# caps and resistor supplies in Ottawa?



## dusty tolex (Nov 22, 2007)

Hi,

Does anyone know of a good electronics supply store in Ottawa?

cheers


----------



## greco (Jul 15, 2007)

My son-in-law took me to a fairly large electronics supply place in Ottawa while I was visiting there last summer. Problem is, I don't have the name or address with me as I'm at work (I'll see if I can find it later).

Meanwhile, you might try phoning the amp. tech at Songbird.(or whatever it is called now) which is one block off of Bank St. (I don't know the actual street name...I walked there from our hotel) and see if he can help you , or possibly he would sell you some caps and resistors.

Sorry that I don't have better info.

Hopefully, someone from Ottawa will see this thread soon and be more helpful. 

Dave


----------



## Guest (Jan 17, 2008)

Props to mhammer for putting me on to both these places:

http://www.resetelectronics.com/ (1050 Baxter Road near Ikea)
http://www.active-tech.ca/ (1023 Merivale Road)


----------



## greco (Jul 15, 2007)

Active Electronics was the store I went to.

Dave


----------



## dusty tolex (Nov 22, 2007)

Thanks guys. I'll check out Active.

cheers
dt


----------



## Gear Pig (Mar 25, 2007)

The Tube Store also carries a nice selection of caps and they aren't to far from you, so shipping wouldn't cost much.


----------



## Chito (Feb 17, 2006)

Check out this link. It has all the electronic stores in Ottawa. 

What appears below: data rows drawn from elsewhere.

PR #2480, opened 2022-06-14
Add fluent speech commands

carolineechen:


docs/source/refs.bib
```diff
@@ -359,3 +359,16 @@ @misc{YesNo
   title="YesNo",
   url="http://www.openslr.org/1/"
 }
+@inproceedings{fluent,
+  author    = {Loren Lugosch and
+               Mirco Ravanelli and
+               Patrick Ignoto and
+               Vikrant Singh Tomar and
+               Yoshua Bengio},
```
nateanl, line 367: Making them into one line looks better?

docs/source/refs.bib
```diff
@@ -359,3 +359,16 @@ @misc{YesNo
...
+  editor    = {Gernot Kubin and
+               Zdravko Kacic},
```
nateanl, line 369: same here

torchaudio/datasets/fluentcommands.py
```diff
@@ -0,0 +1,56 @@
...
+
+FOLDER_IN_ARCHIVE = "fluent_speech_commands_dataset"
+
+
+class FluentSpeechCommands(Dataset):
+    """Create *Fluent Speech Commands* [:footcite:`fluent`] Dataset
+
+    Args:
+        root (str of Path): Path to the directory where the dataset is found.
+        subset (str): subset of the dataset to use. Options: ["train", "valid", "test"].
```
nateanl, line 17:
```suggestion
        subset (str, optional): subset of the dataset to use. Options: [`"train"`, `"valid"`, `"test"`]. (Default: `"train"`)
```

torchaudio/datasets/fluentcommands.py
```diff
@@ -0,0 +1,56 @@
...
+            (Default: ``"train"``)
+    """
+
+    def __init__(self, root: Union[str, Path], subset: str = "train"):
+        assert subset in ["train", "valid", "test"]
```
nateanl, line 22: Add an exception message after assert makes clearer to users.

test/torchaudio_unittest/datasets/fluentcommands_test.py
```diff
@@ -0,0 +1,145 @@
...
+
+from torchaudio.datasets import fluentcommands
+from torchaudio_unittest.common_utils import (
+    get_whitenoise,
+    save_wav,
+    TempDirMixin,
+    TorchaudioTestCase,
+)
+
+HEADER = ["", "path", "speakerId", "transcription", "action", "object", "location"]
```
nateanl, line 15: Is the `speakerId` from original csv? Or can we change it to
```suggestion
HEADER = ["", "path", "speaker_id", "transcription", "action", "object", "location"]
```

torchaudio/datasets/fluentcommands.py
```diff
@@ -0,0 +1,56 @@
+import csv
+import os
+from pathlib import Path
+from typing import Union
+
+import torchaudio
+from torch.utils.data import Dataset
+
+FOLDER_IN_ARCHIVE = "fluent_speech_commands_dataset"
```
nateanl, line 9: shall we add prefix underscore?
```suggestion
_FOLDER_IN_ARCHIVE = "fluent_speech_commands_dataset"
```

nateanl (approved):
LGTM. Just some nits to address.

test/torchaudio_unittest/datasets/fluentcommands_test.py
carolineechen: yea it is from the original csv

torchaudio/datasets/fluentcommands.py
```diff
@@ -0,0 +1,56 @@
+import csv
+import os
+from pathlib import Path
+from typing import Union
+
+import torchaudio
+from torch.utils.data import Dataset
+
+_FOLDER_IN_ARCHIVE = "fluent_speech_commands_dataset"
```
mthrok, line 9: Why should this be global variable? It is only used once, and it is not expected to be changed.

http://www.site.uottawa.ca/~rabielmo/electronicStores.html

I remember when my brother used to fix TV and stereos, he used to get his stuff at Gervais on Industrial Road.


----------



## Kapo_Polenton (Jun 20, 2007)

I live right by Gervais, they are often out of the stuff I need and you won't really find the larger caps there. But in a pinch, they'll do for most things.. (last time they didn't even have trim pots I could use for the bias pot on my Laney, I had to find a place just off of greenbank)


----------



## nonreverb (Sep 19, 2006)

Gervais or Reset electronics


----------